Une vaste étude révèle que les médicaments amaigrissants pourraient freiner l’accumulation de protéines liées à Alzheimer

Image d'illustration. Rayon PharmacieADN
Une vaste analyse révèle que certains médicaments utilisés contre l’obésité pourraient limiter l’accumulation de protéines associées à la maladie d’Alzheimer. Ces résultats suggèrent un potentiel bénéfice supplémentaire de ces traitements au-delà de la perte de poids.
Tl;dr
- Les médicaments GLP-1 pourraient réduire les marqueurs de l’Alzheimer dans les modèles précliniques.
- Le liraglutide montre les effets positifs les plus consistants.
- Les preuves chez l’homme restent limitées non concluantes.
Des espoirs suscités par les traitements GLP-1
Ces dernières années, la liste des bénéfices potentiels associés aux médicaments de type GLP‑1 ne cesse de s’allonger. Après leur succès dans la prise en charge du diabète et de l’obésité, un nouvel examen conduit par des chercheurs d’Anglia Ruskin University, au Royaume-Uni, explore aujourd’hui leur possible rôle dans la prévention des mécanismes moléculaires caractéristiques de la démence.
Des résultats prometteurs en laboratoire
En passant au crible trente études, pour l’essentiel menées sur cultures cellulaires ou modèles animaux, l’équipe britannique a observé une nette diminution des protéines toxiques associées à la maladie d’Alzheimer. Précisément, parmi les travaux analysés, vingt-deux ont rapporté une baisse significative des plaques d’amyloïde‑bêta, et dix-neuf une réduction des enchevêtrements de protéine tau. Ces agrégats sont connus pour endommager puis détruire progressivement les neurones — même si d’autres pistes sont également étudiées.
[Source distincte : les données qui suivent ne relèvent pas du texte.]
PR #626, opened 2019-09-11
Added specialised parser for boundary timer events.

JCook21:
This PR ensures that boundary timer events are rendered as such when loading from XML. Before, adding a boundary timer event, clicking undo and then redo resulted in it being re-added as a base boundary event. I also did a little refactoring to introduce a constant in the code. PHPStorm also cleaned up and reordered imports.


src/setup/defaultNodes.js
```diff
@@ -45,32 +44,42 @@ const nodeTypes = [
   pool,
   poolLane,
   boundaryEvent,
-  boundaryTimerEvent,
```
lisa-fehr: Won't this need to be put back when boundary timer is used? This removes it from the menu.

PR #636, opened 2019-09-12
Fix element position on parse

### LINKED ISSUE #632: Confirm boundary timer events are in the correct place on upload/save
_As a positive:_ it doesn't seem like boundary timer events keep changing position if the xml is downloaded and uploaded multiple times.

**Expected**
On upload (or save in processmaker) the Boundary Timer Event is in the last seen position.

**Actual**
Boundary Timer events seem to connected to a different port than originally saved on.

Original 1:
Screen Shot 2019-09-12 at 12 01 16 PM

Downloaded then uploaded 1:
Screen Shot 2019-09-12 at 12 01 37 PM

Original 2: 
Screen Shot 2019-09-12 at 12 04 00 PM

Downloaded then uploaded 2:
Screen Shot 2019-09-12 at 12 04 14 PM

In processmaker after saving:
https://www.dropbox.com/s/640xsx9gzw5v46w/bounadryEventPlacementSaved.mov?dl=0

chipit24:
Fixes #632.

**Note:**

To fix the issue, I used the centre of the shape as a reference for finding the closest port to snap to. But, when you drag a shape from the controls list, the shape's _top left_ corner will appear under your cursor, which means that the shape's centre will possibly be closer to a different port.

This means that a user might hover directly over a port, but it may snap to the port closer to the right. This fixes the issue of the boundary event re-appearing in a different location, and it's why I added conditional logic to `Modeler.vue` to ensure it's centre is positioned under the cursor.

### DIFF
--- a/src/components/Modeler.vue
+++ b/src/components/Modeler.vue
@@ -679,9 +679,20 @@ export default {
       diagram.bounds.x = (clientX - paperOrigin.x) / scale.sx;
       diagram.bounds.y = (clientY - paperOrigin.y) / scale.sy;
 
+      if (this.isBoundaryEvent(definition)) {
+        this.setShapeCenterUnderCursor(diagram);
+      }
+
       // Our BPMN models are updated, now add to our nodes
       // @todo come up with random id
       this.addNode({ type: control.type, definition, diagram });
+    },
+    isBoundaryEvent(definition) {
+      return definition.$type === 'bpmn:BoundaryEvent';
+    },
+    setShapeCenterUnderCursor(diagram) {
+      diagram.bounds.x = diagram.bounds.x - (diagram.bounds.width / 2);
+      diagram.bounds.y = diagram.bounds.y - (diagram.bounds.height / 2);
     },
     addNode({ type, definition, diagram }) {
       /*
--- a/src/components/nodes/boundaryEvent/boundaryEvent.vue
+++ b/src/components/nodes/boundaryEvent/boundaryEvent.vue
@@ -85,13 +85,23 @@ export default {
 
       return x !== prevX || y !== prevY;
     },
+    getCenterPosition() {
+      const { x, y } = this.shape.position();
+      const { width, height } = this.shape.size();
+
+      return {
+        x: x + (width / 2),
+        y: y + (height / 2),
+      };
+    },
     updateShapePosition(task) {
       if (!this.hasPositionChanged()) {
         return;
       }
-      const { x, y } = getBoundaryAnchorPoint(this.shape.position(), task);
-      const { width } = this.shape.size();
-      this.shape.position(x - (width / 2), y - (width / 2));
+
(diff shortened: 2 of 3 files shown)


src/components/Modeler.vue
```diff
@@ -679,10 +679,21 @@ export default {
...
 
+      if (this.isBoundaryEvent(definition)) {
+        this.setShapeCenterUnderCursor(diagram);
+      }
+
       // Our BPMN models are updated, now add to our nodes
       // @todo come up with random id
       this.addNode({ type: control.type, definition, diagram });
     },
+    isBoundaryEvent(definition) {
```
JCook21: Is there anyway we could modify the definition object to have this behaviour there? Do we control that object? If so it would be much preferable to having it here in the modeler. I would imaging the code would look something like:
`
isType(type) {
    return this.$type === type;
}
`

src/components/nodes/boundaryEvent/boundaryEvent.vue
```diff
@@ -85,13 +85,23 @@ export default {
 
       return x !== prevX || y !== prevY;
     },
+    getCenterPosition() {
```
JCook21: Is there any way that this would be added to the shape class? Is that a class that we 'own'?

chipit24: Shape is part of JointJS; it's not something we own. The shape may return a JointJS "rect", in which case I could call `centre` on it: https://resources.jointjs.com/docs/jointjs/v3.0/geometry.html#g.Rect.prototype.center. I'll look into that.

I could also grab the position of the centre port and use that. But I'm not sure I want to couple this to the ports implementation.

src/components/Modeler.vue
chipit24: That would be nice, but alas, we also don't own the definition object either; it comes from `bpmn-moddle`.

JCook21: Maybe we should consider ways to mitigate this then. One option is to wrap the definition object, which would also have the benefit of helping to separate us from the dependency. Another would be to extend it using prototypical inheritance, although that wouldn't help to isolate the dependency. What do you think? This behaviour really belongs in the definition...

chipit24: I'm thinking, we already have a sort of wrapper around these items: `node`. Currently, we treat node as a plain object with at least the following properties: `type`, `definition`, `diagram`.

It may be a good idea to wrap up the node functionality into a `Node` class. This node class could handle both returning its type, and functionality related to returning its centre position.

`definition` and `diagram` both come from `bpmn-moddle`, and both refer to the same entity that is eventually rendered on the paper.

JCook21: @chipit24 this sounds like a good plan! Could we begin this here by moving this behaviour (and the behaviour in my other comment) to the node?

chipit24: Yup :)

chipit24:
**Note:** Refactoring–creating a `Node` class–will be introduced in a separate PR.

PR #650, opened 2019-09-17
Fix mini map scale

### LINKED ISSUE #646: Mini-map: Fix mini-map scale on initial load
The mini-map should scale to contain all visible elements on the grid. If there are multiple elements on the grid, the mini-map should zoom out to show all elements. If there are only a few elements on the grid, the mini-map should zoom in to make it easier to see the elements.

Currently, when the modeler initially loads, it does not scale; a small process will be too zoomed out, while a large process will appear cut-off:

Screen Shot 2019-09-17 at 11 58 28 AM

Screen Shot 2019-09-17 at 11 58 15 AM

chipit24:
Fixes #646.

### DIFF
--- a/src/components/MiniPaper.vue
+++ b/src/components/MiniPaper.vue
@@ -1,0 +1,83 @@
+<template>
+  <div class="mini-paper-container" @click="movePaper">
+    <div v-show="isOpen" ref="miniPaper" class="mini-paper" />
+  </div>
+</template>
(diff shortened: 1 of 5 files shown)


chipit24:
Closing to work around CircleCI bug. See https://discuss.circleci.com/t/could-not-parse-object-git-error/21193/34.

PR #657, opened 2019-09-19
Vue code coverage

JCook21:
Added initial configuration to get code coverage for Vue components.


.babelrc
```diff
@@ -0,0 +1,5 @@
+{
+  "plugins": [
+    "istanbul"
```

Les substances actives examinées étaient le sémaglutide, le liraglutide, l’exenatide et le dulaglutide. Il est à noter que le liraglutide, molécule bien représentée dans la revue, s’est démarqué par ses effets réguliers sur les deux marqueurs majeurs d’Alzheimer. À l’inverse, l’exénatide est celui qui a montré les résultats les plus modestes.
L’état incertain de la recherche chez l’humain
Toutefois, comme souvent dans ce domaine, il demeure une grande prudence : seules deux petites études cliniques sur humains ont été recensées par cette revue. L’une indiquait une préservation du métabolisme cérébral tandis que l’autre signalait une réduction des amyloïdes dans certains compartiments extracellulaires – mais sans effet prouvé sur le ralentissement du déclin cognitif ou sur la formation directe des plaques cérébrales.
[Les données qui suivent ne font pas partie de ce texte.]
PR #1102, opened 2026-08-05
feat: cache InfluxDB Prometheus remote reads

### LINKED ISSUE #272: Trickster with influxdb prometheus endpoint needs post_uri
There needs to be a post_uri addon unless i mis-understand how this functions. 

The schema for using the influxdb URL  build into influxdb is:

`http://myinflux.server.com:8086/api/v1/prom/read?db=somedatabase&u=someuser&p=somepassword`

The only way i could do this was using nginx.

houyuwushang:
## Description

Fixes #272.

Adds DeltaProxyCache support for InfluxDB 1.x `POST /api/v1/prom/read` requests using the single-query `SAMPLES` shape supported by InfluxDB. Unsupported request shapes remain on the existing proxy path, preserving the origin's status and response body.

The implementation canonicalizes label matchers for cache identity, keeps InfluxDB query and authorization inputs isolated, maps InfluxDB's exclusive wire end to 1 ms cache extents, and uses `hints.step_ms` only for retention and backfill policies rather than as guaranteed sample spacing. Snappy decoding is bounded, and the supported scope is documented.

The original revision was validated on Linux against InfluxDB 1.12.4. Extending a cached request from three to four samples fetched only the missing final millisecond; the next request was a full hit, and the four-sample response remained available after stopping InfluxDB. A two-query request retained InfluxDB's 400 response and body.

### Review follow-up (2026-09-14)

The follow-up uses the existing klauspost Snappy package, requests Snappy without an extra HTTP compression layer, and reapplies wire headers after DPC's buffer marshal. No-positive-hint requests take the proxy path. The logical policy step survives serialized cache entries and drives LRU counts without changing raw-sample extent precision.

Local validation for this revision:

```text
go test -p 4 -count=1 ./pkg/backends/influxdb/... ./pkg/timeseries/... ./pkg/proxy/engines ./pkg/backends/prometheus/... ./pkg/backends/alb/... ./pkg/backends/clickhouse/... ./pkg/backends/graphite/...
go test -race -count=1 ./pkg/backends/influxdb/... ./pkg/timeseries/... ./pkg/proxy/engines
go vet ./pkg/backends/influxdb/... ./pkg/timeseries/... ./pkg/proxy/engines
go build -p 4 ./...
```

The focused regression cases were also repeated 10 times. They cover gzip-wrapped or missing-encoding origin responses, no-cache reads, hour-long retention with memory and filesystem caches, changed hints, and legacy MsgPack entries. Lint and import checks were run, and both Go modules were tidied.

A fresh live InfluxDB run for this revision is still pending. Full Windows test compilation also hits existing `syscall.Kill` references in daemon and integration tests; the same errors reproduce at the pre-fix head `782027f7`.

## Type of Change

- - [ ] Bug fix
- - [x] New feature
- - [ ] Optimization
- - [x] Test coverage
- - [x] Documentation
- - [ ] Infrastructure

## AI Disclosure


pkg/backends/influxdb/promremote/snappy.go
```diff
@@ -0,0 +1,83 @@
...
+	"errors"
+	"fmt"
+	"io"
+	"math"
+	"net/http"
+
+	bo "github.com/trickstercache/trickster/v2/pkg/backends/options"
+	"github.com/trickstercache/trickster/v2/pkg/proxy/request"
+
+	"github.com/golang/snappy"
```
jranson: should use "github.com/klauspost/compress/snappy" here. We already import the klauspost compress module and its snappy lib is more performant than the golang snappy.

pkg/backends/influxdb/handler_promremote_test.go
```diff
@@ -0,0 +1,267 @@
...
+	"time"
+
+	"github.com/trickstercache/trickster/v2/pkg/backends/influxdb/promremote"
+	"github.com/trickstercache/trickster/v2/pkg/backends/influxdb/promremote/prompb"
+	"github.com/trickstercache/trickster/v2/pkg/backends/providers"
+	"github.com/trickstercache/trickster/v2/pkg/proxy/headers"
+	"github.com/trickstercache/trickster/v2/pkg/proxy/request"
+	tu "github.com/trickstercache/trickster/v2/pkg/testutil"
+
+	"github.com/golang/snappy"
```
jranson: also use the alternate snappy import here

pkg/backends/influxdb/promremote/promremote.go
```diff
@@ -0,0 +1,220 @@
...
+	"strings"
+	"time"
+
+	"github.com/trickstercache/trickster/v2/pkg/backends/influxdb/iofmt"
+	"github.com/trickstercache/trickster/v2/pkg/backends/influxdb/promremote/prompb"
+	"github.com/trickstercache/trickster/v2/pkg/proxy/headers"
+	"github.com/trickstercache/trickster/v2/pkg/proxy/request"
+	"github.com/trickstercache/trickster/v2/pkg/timeseries"
+
+	"github.com/golang/snappy"
```
jranson: should use "github.com/klauspost/compress/snappy" here. We already import the klauspost compress module and its snappy lib is more performant than the golang snappy.

pkg/backends/influxdb/promremote/promremote_test.go
```diff
@@ -0,0 +1,288 @@
...
+	"time"
+
+	"github.com/trickstercache/trickster/v2/pkg/backends/influxdb/iofmt"
+	"github.com/trickstercache/trickster/v2/pkg/backends/influxdb/promremote/prompb"
+	bo "github.com/trickstercache/trickster/v2/pkg/backends/options"
+	"github.com/trickstercache/trickster/v2/pkg/proxy/headers"
+	"github.com/trickstercache/trickster/v2/pkg/proxy/request"
+	"github.com/trickstercache/trickster/v2/pkg/timeseries"
+
+	"github.com/golang/snappy"
```
jranson: swap import here too

pkg/backends/influxdb/promremote/serialization.go
```diff
@@ -0,0 +1,244 @@
...
+	"slices"
+	"time"
+
+	"github.com/trickstercache/trickster/v2/pkg/backends/influxdb/promremote/prompb"
+	"github.com/trickstercache/trickster/v2/pkg/proxy/headers"
+	"github.com/trickstercache/trickster/v2/pkg/timeseries"
+	"github.com/trickstercache/trickster/v2/pkg/timeseries/dataset"
+	"github.com/trickstercache/trickster/v2/pkg/timeseries/epoch"
+
+	"github.com/golang/snappy"
```
jranson: swap import for klauspost

pkg/backends/influxdb/promremote/serialization_test.go
```diff
@@ -0,0 +1,226 @@
...
+	"testing"
+	"time"
+
+	"github.com/trickstercache/trickster/v2/pkg/backends/influxdb/promremote/prompb"
+	"github.com/trickstercache/trickster/v2/pkg/proxy/headers"
+	"github.com/trickstercache/trickster/v2/pkg/timeseries"
+	"github.com/trickstercache/trickster/v2/pkg/timeseries/dataset"
+	"github.com/trickstercache/trickster/v2/pkg/timeseries/epoch"
+
+	"github.com/golang/snappy"
```
jranson: use klauspost/compress/snappy

jranson (commented):
@houyuwushang, thanks for getting this one done.

I went ahead and resolved the merge conflicts + got it on par with main + resolved some CodeQL security advisories that were not part of your change but still first detected in this PR. All checks are passing now.

I left some feedback inline about switching to a more performant snappy encoder/decoder that we already import anyway. Otherwise, a few things here:

## Performance - Gzip-of-Snappy in DPC

InfluxDB registers /api/v1/prom/read with Gzipped: true (influxdb@v1.13.0/services/httpd/handler.go:289), and its gzipFilter wraps the writer whenever Accept-Encoding contains gzip. Trickster's DPC still builds its upstream profile from all supported web encodings (deltaproxycache.go:636), and the HTTP proxy still stamps that value onto the upstream request (httpproxy.go:281). So with a real backend, every miss/partial-hit fetch is gzip(snappy(protobuf)): InfluxDB spends CPU deflating an already-snappy payload, Trickster spends CPU inflating it, and both buffers live in memory. Prometheus talking to InfluxDB directly sends Accept-Encoding: snappy and pays none of that. For multi-MB responses this is tens of ms per fetch.

getDecoderReader (deltaproxycache.go:739) does unwrap the gzip, so it works — but nothing in the PR or tests accounts for it. Fix: give the backend a way to opt out of upstream encoding negotiation for pre-compressed payloads (e.g., a RequestOptions field the DPC honors when building the fetch profile in fetchExtents/fetchTimeseries, setting Accept-Encoding: snappy or identity).

## Conformance - Responses can drop Content-Encoding header

serialization.go:191 only sets Content-Type/Content-Encoding when writer is an http.ResponseWriter. The DPC still marshals into a bytes.Buffer and writes wireBody later (deltaproxycache.go:516), so the headers actually sent are doc.SafeHeaderClone() — i.e., whatever the origin returned. Combined with the Gzip-of-Snappy issue, getDecoderReader deletes Content-Encoding after gunzipping, so real deployments will respond with no Content-Encoding: snappy. Prometheus tolerates this (it snappy-decodes any application/x-protobuf body unconditionally), but TestPromRemoteReadDeltaCache's header assertion passes only because the fake origin supplied that header. Fixing Gzip-of-Snappy makes the upstream header survive; otherwise the headers need to be applied somewhere the DPC honors.

## Gaps in 1ms per-Step Mode

* `oldest` mode without `hints.step_ms` (Prometheus sends StepMs=0 for instant queries): retention = 1024 × 1ms or ~1s, because CachePolicyStep() still falls back to Step and the DPC (L263) uses it for the retention window. So every request is a miss plus a pointless cache read/unmarshal/merge/marshal/write — so even slower than a plain proxy. The PR already proxies no-hint requests when BackfillTolerancePoints > 0 (promremote.go:140-145); the same decision (or a const default policy step) should apply to `oldest` case.

* `lru` mode: DataSet.Step()/TimestampCount/DefaultSizeCropper (dataset.go L535) still use the 1 ms step, and PolicyStep is msg:"-" with no PolicyStepNS twin, so the PolicyStep doesn't survive the cache round-trip. A 1h cached range counts as 3.6M "timestamps" against a default TimeseriesRetentionFactor of 1024 → every write evicts nearly everything on nearly every reap. We should persist the PolicyStep across MsgPack so that caches like File and Redis that serialize the DataSet work correctly on cache hits and partial hits against an LRU cache.

jranson (changes requested):
(see previous comment)

houyuwushang:
@jranson I missed the gzip layer in the original fixture. The follow-up switches to klauspost/snappy and carries the encoding override through partial-hit fetches too. DPC now applies the Snappy response headers after the buffer marshal.

For retention, I chose passthrough without a positive hint rather than inventing a cadence for raw samples. The policy step is now persisted and used for LRU counts, while extent calculations stay at 1 ms.

A fresh live InfluxDB run for this revision is still pending; the new regression tests use a controlled HTTP transport and memory/filesystem caches.

jranson (approved):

En outre, même si certaines recherches précédentes suggèrent un risque moindre de démence chez les patients sous traitement GLP-1, d’autres essais réalisés auprès de personnes atteintes d’un début d’Alzheimer n’ont pas confirmé ce lien. Par exemple, aucune amélioration cognitive notable n’a été constatée avec le sémaglutide lors d’un essai publié l’an passé.
Divers mécanismes envisagés et prochaines étapes
Pour expliquer ces observations encourageantes, mais encore fragiles, les scientifiques évoquent plusieurs voies possibles :
- Diminution de l’inflammation cérébrale,
- Amélioration de la signalisation à l’insuline,
- Baisse de la production des protéines toxiques.
Cependant, rien n’est définitivement tranché. Le physiologiste Simon Cork, coauteur de l’étude, souligne ainsi : « Cet examen offre une analyse approfondie sur la façon dont ces médicaments pourraient interagir avec les mécanismes fondamentaux de la maladie d’Alzheimer. » Pour lui comme pour ses collègues, seuls de nouveaux essais cliniques à grande échelle permettront de valider ces premiers signaux positifs et d’envisager – peut-être – une réelle avancée préventive contre Alzheimer grâce aux agonistes du récepteur GLP‑1.